Question: Show that the solution to the initial value problem $$x'=x^2+cos(t^2)$$ $$x(0)=0$$ is defined for $\lvert t \rvert\le\frac{1}{2}$ and satisfies there $\lvert x(t) \rvert\le1$.
My Attempt: Let $f(t,x)=x^2+cos(t^2)$, then $x'=f(x,t)$.

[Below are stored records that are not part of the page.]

PR #743, opened 2022-02-17
Fetch all entity types from ExtendedCloud (and more)

stefcameron:
The bulk of this change centers around the following:

- Establish the minimum RTV typesets for our expectations for
  each entity type retrieved from the API.
- Convert `ExtendedCloud.fetchData()` to a "best-try" process
  where we log errors and disregard entities instead of stopping
  the fetch and trying to have an error message. This is in part
  to greatly simplify the fetch, but also to deal with MCC
  disabled components and user permissions that lead to 403
  "access denied" responses when fetching certain entities. If at
  all possible, we don't want to have to replicate this entire
  system from MCC into the extension, so by simply being ready
  to encounter 403s and ignore them (e.g. for BareMetal features
  typically disabled), my hope is to skirt the issue.
- Rename a few key properties that weren't consistently named
  anymore with how the code has evolved.

Also:

- Each API type class (Namespace, Cluster, Proxy, etc.) is now
  more formal with getters instead of plain properties, and
  has a toString() for logging/debugging.
- Each API type class also defines a typeset, like it did before,
  but I reduced the typesets to only the data properties that are
  necessary for the information we need. Best to only care about
  what we need than to check for additional stuff which is
  inconsequential and might change on us, causing issues we
  don't need.
- Added an optimization to ExtendedCloud with a new `preview`
  parameter on the constructor to signal that the instance is
  for preview purposes only, meaning we skip retrieving proxies
  and licenses to save a bit of time. We use this in AddCloudInstance
  where the EC is just throw-away for preview purposes.

### DIFF
--- a/src/common/ExtendedCloud.js
+++ b/src/common/ExtendedCloud.js
@@ -1,15 +1,16 @@
 import * as rtv from 'rtvjs';
 import { Cloud, CLOUD_EVENTS } from './Cloud';
-import { filter, flatten } from 'lodash';
+import { filter } from 'lodash';
 import { cloudRequest, extractJwtPayload } from '../api/apiUtil';
-import * as strings from '../strings';
 import { Namespace } from '../api/types/Namespace';
-import { Credential, credentialTypesList } from '../api/types/Credential';
+import { Credential } from '../api/types/Credential';
 import { SshKey } from '../api/types/SshKey';
-
-import { logger } from '../util/logger';
 import { Cluster } from '../api/types/Cluster';
+import { Proxy } from '../api/types/Proxy';
+import { License } from '../api/types/License';
+import { logger } from '../util/logger';
 import { EventDispatcher } from './EventDispatcher';
+import { apiEntities, apiCredentialEntities } from '../api/apiConstants';
 
 export const EXTENDED_CLOUD_EVENTS = Object.freeze({
   /**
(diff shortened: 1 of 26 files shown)


stefcameron:
Sorry for the mega PR again. Most of it is actually just moving existing code around and renaming a few key properties, aside from the main part which is the massive change to `ExtendedCloud.fetchData()`.

I basically created generic `_fetchEntityList()` and `_deserializeEntityList()` functions that work for all types (Namespace, Cluster, Credential, Proxy, SshKey, License) and then removed a lot of duplicated code in the specialized `_fetchCredentials()`, `_fetchSshKeys()`, `_fetchClusters()`, etc.

With all that done, now the simple types are reduced from 2 functions each with multiple lines of code to just this, for example:

```javascript
const _fetchLicenses = async function (cloud, namespaces) {
  const { entities: licenses, tokensRefreshed } = await _fetchEntityList({
    entity: apiEntities.RHEL_LICENSE,
    cloud,
    namespaces,
    create: ({ data, namespace }) => new License(data, namespace),
  });
  return { licenses, tokensRefreshed };
};
```

Much simpler to read -- and to maintain -- since the bulk of the stuff happens in the 2 generic functions now.

stefcameron:
I still have to do another PR specifically related to all the Catalog entities in `./catalog/...` and add the missing License and Proxy entities. That should be much smaller, so hopefully I can whip that off tomorrow, and you guys will be all set to take on the SyncManager. 😅

src/common/ExtendedCloud.js
```diff
@@ -77,336 +78,344 @@ const getErrorMessage = (error) => {
...
+ * Deserialize a raw list of API entity objects into `ApiObject` instances.
+ * @param {string} entity API entity name to fetch from the `apiConstants.apiEntities` enum.
+ * @param {Object} body Data response from `/list/{entity}` API.
+ * @param {Namespace} [namespace] The related Namespace; `undefined` if fetching
+ *  namespaces themselves (i.e. `entity === apiEntities.NAMESPACE`).
+ * @returns {Array<ApiObject>} Array of API objects. Empty list if none. Any
+ *  item that can't be deserialized is ignored and not returned in the list.
  */
-const _deserializeCredentialsList = function (body, namespace, credentialType) {
+const _deserializeEntityList = function (entity, body, namespace, create) {
```
bnalisnikovskiy, line 89: Nit: `create` is missed in JSdoc

src/common/ExtendedCloud.js
```diff
@@ -651,76 +674,47 @@ export class ExtendedCloud extends EventDispatcher {
...
-
-      if (nsResults?.error) {
-        logger.error(
-          'ExtendedCloud.fetchData()',
-          `Failed to fetch namespaces; error="${nsResults.error}", extCloud=${this}`
-        );
-      }
+    let proxyResults;
+    let licenseResults;
+    if (!this.preview) {
```
bnalisnikovskiy, line 689: Weird, but my IDE can't get path for this.preview. At the same time all other `this._something_` are ok in this method. Probably IDE issue
image

bnalisnikovskiy (approved):
Looks very good!

src/common/ExtendedCloud.js
stefcameron: Strange indeed! The property is definitely there. Gotta get VSCode... 😉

The Lipschitz condition: $$\lvert \frac{f(t,x_1)-f(t,x_2)}{x_1-x_2}\rvert=\lvert \frac{x_1^2-x_2^2}{x_1-x_2}\rvert=\lvert x_1+x_2\rvert$$
Because $x(0)=0$ and $x'>0$ for $\lvert t \rvert\le\frac{1}{2}$, $$x(t)>0$$ However, I could not prove the Lipschitz condition that $\lvert \frac{f(t,x_1)-f(t,x_2)}{x_1-x_2}\rvert$ is bounded. For example, suppose $x$ takes the limit of infinity, $$\lvert \frac{f(t,x_1)-f(t,x_2)}{x_1-x_2}\rvert=\lvert x_1+x_2\rvert=\infty$$
I do not know how to proceed from here. Thanks in advance!
$f(t,x)$ is locally Lipschitz in $x$, but not globally. This is enough to guarantee existence and uniqueness on some interval $[0,T)$ with $T>0$ (possibly $\infty$.)
On any interval where the solution is defined we have $$ x'\le x^2+1. $$ Integrate this inequality to obtain un upper bound on $x$.